Unprecedented Flux-Mediated Synthesis of Crystalline Polyimide Covalent Organic Frameworks Using the 4-Dimethylaminopyridine (DMAP)-Type Nucleophilic Catalyst for Use in Efficient Photosynthesis of H2O2

Photocatalytic H2O2 production from water and O2 represents a sustainable approach for clean chemical synthesis, but developing efficient and stable photocatalysts remains challenging. Herein, we report a novel 4-dimethylaminopyridine (DMAP)-type nucleophilic catalyst-mediated flux synthesis strategy to prepare crystalline polyimide covalent organic frameworks (PI-COFs) as efficient photocatalysts for H2O2 generation.

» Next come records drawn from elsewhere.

PR #19, opened 2019-05-17
Face Boundary io

mabruzzo:
This pull request fixes the outstanding problems in Issue #7 (PR #8 had previously addressed some of the problems). Specifically, this pull request:

1. adds a `field_cell_faces` method to the `Data` class to compute the positions of cell-faces
2. refactors `InitialValue` to make use of the `Value` class
3. fixes the bug with initializing face-centered fields for the "value" initial conditions
4. fixes the bugs with refreshing face-centered fields using the "inflow", "outflow", and "reflecting" boundary conditions

Note I have been unable to figure out how to run the test suite successfully. Each time I have tried, I have encountered problems (which are unrelated to which branch I use). 

I have created some tests to demonstrate that these changes work. I wasn't sure they were worth adding them to the test suite (or how to add them to the test suite). The tests can be found here: 
[boundary_test.tar.gz](https://github.com/enzo-project/enzo-e/files/3193254/boundary_test.tar.gz)

To run the tests, modify the included Makefile with the path to your enzo-e executable. These tests illustrate test in that face-centered fields can be successfully initialized by value and that they can be updated by the various boundary conditions. I've also included a test illustrating that the explicit issue cited in #7 for periodic boundary conditions was in fact solved in the prior pull request.

### DIFF
--- a/src/Cello/problem_InitialValue.cpp
+++ b/src/Cello/problem_InitialValue.cpp
@@ -15,82 +15,12 @@ InitialValue::InitialValue
 (Parameters * parameters,
  int cycle, double time) throw ()
   : Initial (cycle, time),
-    parameters_(parameters),
-    num_fields_(cello::field_descr()->field_count()),
-    num_masks_(NULL),
-    mask_(NULL),
-    nx_(0),
-    ny_(0)
+    parameters_(parameters)
 {
   parameters_->group_set(0,"Initial");
   parameters_->group_set(1,"value");
-
-  mask_      = new bool ** [num_fields_];
-  nx_        = new int * [num_fields_];
-  ny_        = new int * [num_fields_];
-  num_masks_ = new int [num_fields_];
-  for (int i=0; i<num_fields_; i++) {
-    mask_[i] = 0;
-    nx_[i] = 0;
-    ny_[i] = 0;
-    num_masks_[i] = 0;
-  }
-  
-  // Initialize fields
-
-  for (int index_field = 0; index_field < num_fields_; index_field++) {
-
-    std::string field_name = cello::field_descr()->field_name(index_field);
-
-    //    parameters_->group_set(1,field_name);
-
-    if (parameters_->type(field_name) == parameter_list) {
-      int num_values = parameters_->list_length(field_name);
-      if (num_values > 1) {
-	num_masks_[index_field] =  num_values / 2;
-	mask_[index_field] = new bool * [num_masks_[index_field]];
-	nx_[index_field]   = new int [num_masks_[index_field]];
-	ny_[index_field]   = new int [num_masks_[index_field]];
-	// loop through value masks
-	for (int index_mask=0; 
-	     index_mask < num_masks_[index_field];
-	     index_mask++) {
-	  int index_value = index_mask*2+1;
-	  if (parameters_->list_type(index_value,field_name) == parameter_string) {
-	    std::string file 
-	      = parameters_->list_value_string(index_value,field_name,"default");
-	    create_mask_png_ (&mask_[index_field][index_mask],
-			      &nx_[index_field][index_mask],
-			      &ny_[index_field][index_mask],
-			      file);
-			   
-	  
-	  }
-	}
-      }
-    }
-  }
 }
 
-//----------------------------------------------------------------------
-
-InitialValue::~InitialValue() throw()
-{
-  for (int index_field = 0; index_field<num_fields_; index_field++) {
-    for (int index_mask = 0; index_mask<num_masks_[index_field]; index_mask++) {
-      if (mask_[index_field][index_mask]) {
-	delete [] mask_[index_field][index_mask];
-	mask_[index_field][index_mask] = NULL;
-      }
-    }
-    delete [] mask_[index_field]; mask_[index_field] = NULL;
-    delete [] nx_[index_field];   nx_[index_field]   = NULL;
-    delete [] ny_[index_field];   ny_[index_field]   = NULL;
-  }
-  delete [] mask_; mask_ = NULL;
-  delete [] nx_;   nx_   = NULL;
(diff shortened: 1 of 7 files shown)


mabruzzo:
@jobordner I've got a question related to resolving the last 2 failing tests of this pull request. This failure can be traced back to subtle differences in the treatment of image masks by `MaskPng` and the earlier version of `InitialValue`. The main question boils down to: **should the specified image mask only extend over the active region or should it also include the ghost zones AND what should the threshold value for masking be?**

To provide some context, I wanted to go over the difference between `MaskPng` and the earlier version of `InitialValue`. To do this, it is helpful to define some terms. In each case, the value of the mask at a position of `(x_val,y_val)` is determined by the value of the pixel closest to `(x_val,y_val)` in an image with shape `(nx_png,ny_png)`. In each case the widths of the image, `(image_width_x,image_width_y)`, and the lower edges `(lower_x,lower_y)` of the image are based on the simulation domain. The mask value is determined by the image pixel with x-index given by: `floor(nx_png * (x_val - lower_x) / image_width_x)` (the y-index is determined similarly).

It seems to me that the choice of `(image_width_x,image_width_y)` and `(lower_x,lower_y)` are different for both cases. Additionally the threshold for masking an image is different. For `MaskPng`, these values correspond to the dimensions of the active zone. Additionally regions are masked if any pixel has a non-zero value.


Judging from the fact that the width of the ghost zones are included in the calculation of `(image_width_x,image_width_y)` in the earlier version of `InitialValue` (see [lines 532-533](https://github.com/enzo-project/enzo-e/blob/master/src/Cello/problem_InitialValue.cpp#L532) ), I believe `InitialValue` was meant to include the ghost zone. However, I'm pretty sure that the calculations of the values of `(lower_x,lower_y)` are inconsistent (see [lines 538 - 539](https://github.com/enzo-project/enzo-e/blob/master/src/Cello/problem_InitialValue.cpp#L538) ). I think I think they actually read:
`offset_b[0] = lower_b[0]-lower_h[0]-gx*hb[0];`
`offset_b[1] = lower_b[1]-lower_h[1]-gy*hb[1];`
Additionally, a threshold value of 65536*3/2 is used to determine if an image should be masked.

I think it probably makes more sense to adopt the convention of `MaskPng` (and it would be easier), but I wanted ask before I change the test results.

jobordner:
Hi @mabruzzo I agree, the conventions of `MaskPng` should be preferred to that of the older `InitialValue`.   I haven't reviewed the mask code in detail and it's been awhile, but I expect a lot of common code could be factored out so that evaluating the mask is only ever done in `MaskPng`.  Thanks for tracking this down!

mabruzzo:
I've modified the expected test result to follow the convention of the MaskPng class - the mask only extends over the active zone and any non-zero pixels indicate that values should be masked. You can replicate this result in the master branch by dropping in the linked, modified version of [problem_InitialValue.cpp](https://pastebin.com/8Ck04Tr5).

At this point, the pull request is complete and is ready to be reviewed.

src/Cello/problem_InitialValue.cpp
```diff
@@ -157,48 +91,47 @@ void InitialValue::enforce_block ( Block * block,
...
+      field.centering(index_field, &cx,&cy,&cz);
 
-      ASSERT1("InitialValue::enforce_block",
-	     "Length of list parameter Initial:%s:value must be odd",
-	     field_name.c_str(),
-	     (list_length % 2) == 1);
+      if (val_array == NULL){
+	xc = new double [nx+2*gx];
+	yc = new double [ny+2*gy];
+	zc = new double [nz+2*gx];
```
jobordner: the gx in this line should be gz

src/Cello/problem_InitialValue.cpp
```diff
@@ -157,48 +91,47 @@ void InitialValue::enforce_block ( Block * block,
 
     } else if (parameter_type == parameter_list) {
 
-      // Check parameter length
+      Value value(parameters_, field_name);
```
jobordner: The `MaskPng` objects are re-initialized each time the `Value` constructor is called, which here is once per block.  For a problem involving lots of blocks (e.g. the load balancing test problem `input/load-balance.in`, which generates over 5000 blocks at initialization) it's re-reading the PNG file lots of times, leading to a performance issue. `InitialValue` originally initialized the masks at the start and saved them; you may want to try something similar with the `Value` objects.

bwoshea:
@jobordner you self-assigned yourself to work on this PR.  I have done so too.  @gregbryan  , I hope you can work on this one as well!

bwoshea:
@jobordner could you take a look and see if Matthew addressed your concern?

src/Cello/problem_InitialValue.cpp
```diff
@@ -157,48 +91,47 @@ void InitialValue::enforce_block ( Block * block,
...
-      // Allocate arrays if needed
-      if (value == NULL) {
-	allocate_xyzt_(block,index_field,
-		       field_data,
-		       &nx,&ny,&nz,
-		       &value, &vdeflt,
-		       &mask,  &rdeflt,
-		       &x,&y,&z,&t);
+	// set val_array as array of 0s big enough for corner centered fields
+	val_array = new double[(nx+2*gx+1)*(ny+2*gy+1)*(nz+2*gy+1)]();
```
jobordner: The second gy should be a gz :-)

jobordner:
Restart tests crash with a seg fault, though I don't know why.  The P=1 one can be run using `./build.sh test/test_restart_ppm-1.unit`.

src/Cello/problem_InitialValue.cpp
mabruzzo: Thanks for catching this

mabruzzo:
I believe that these commits should address each of your concerns.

Interestingly, by introducing molten DMAP as the reaction medium, we achieved three PI-COFs (DMAP-BNCOFs, DMAP-BBCOFs, and DMAP-NNCOFs) with significantly enhanced crystallinity and porosity compared to those obtained in conventional solvothermal synthesis. The optimized PI-COFs showed excellent photocatalytic activity, among which DMAP-BNCOFs could achieve a H2O2 production rate of 8051.4 μmol h-1 g-1 without the presence of any sacrificial agents under visible-light irradiation, representing the most efficient polymeric/framework photocatalysts ever reported. The photocatalyst demonstrated remarkable stability over 90 h of continuous operation with no activity loss. DMAP-BNCOFs exhibited a lower exciton binding energy and longer excited-state lifetime compared with those of DMAP-BBCOFs and DMAP-NNCOFs. Experimental and theoretical studies revealed that enhanced performance stems from the optimal electronic structure, efficient charge separation, and accelerated O2 activation. This work provides new insights into the flux synthesis approach and rational design of PI-COF photocatalysts and establishes an effective strategy for sustainable H2O2 production.